What is being asked —
Reproduce verbatim the line where "jhendrixMSFT: No interface." occurs, along with all following lines down to the last line of the data.

*** Opening of Data to use ***

PR #128, opened 2018-05-24
Better field name for wrapped arrays.

jhendrixMSFT:
For the wrapper type around an array name the field 'Items'.
Added ResponseError interface back as it's needed for tests.
Fixed array tests, the ones for time types have been disabled.


src/Templates/MethodTemplate.cshtml
```diff
@@ -170,7 +170,7 @@ func (client @(Model.MethodGroup.ClientName)) @(opIdCamelCase)Responder(resp pip
     var unmarshalInto = "result";
     if (Model.ReturnValueIsWrapperType() && !Model.ReturnValueIsXmlWrapped())
```
vladbarosan: why the `&& !Model.ReturnValueIsXmlWrapped()`?

src/Model/MethodGo.cs
```diff
@@ -490,6 +490,18 @@ public bool ReturnValueIsWrapperType()
             return HasReturnValue() && ReturnValue().Body is CompositeTypeGo && ReturnValue().Body.Cast<CompositeTypeGo>().IsWrapperType;
         }
 
+        /// <summary>
+        /// Returns the name of the wrapped field.  If the return value isn't a wrapper type it returns the empty string.
+        /// </summary>
+        public string ReturnValueWrapperTypeFieldName()
```
vladbarosan: are all of these methods coming from an interface ? because I see they are all functions instead of properties, was wondering why

jhendrixMSFT: No interface.  I wrote this as a method since it calls other methods.  Generally speaking I use methods instead of properties if computing the value is non-trivial (for some definition of non-trivial).  Open to suggestions, we should probably discuss guidelines like this in one of our T/Th sync-ups.

vladbarosan: Ok, its fine. I mean if we are discussing guidlines I had a bigger proposal to get rid of all the type assertions and conditional logic we are doing on it  but not if we will ever get to that :)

*** Close of Data to use ***

Final answer —
jhendrixMSFT: No interface.  I wrote this as a method since it calls other methods.  Generally speaking I use methods instead of properties if computing the value is non-trivial (for some definition of non-trivial).  Open to suggestions, we should probably discuss guidelines like this in one of our T/Th sync-ups.

vladbarosan: Ok, its fine. I mean if we are discussing guidlines I had a bigger proposal to get rid of all the type assertions and conditional logic we are doing on it  but not if we will ever get to that :)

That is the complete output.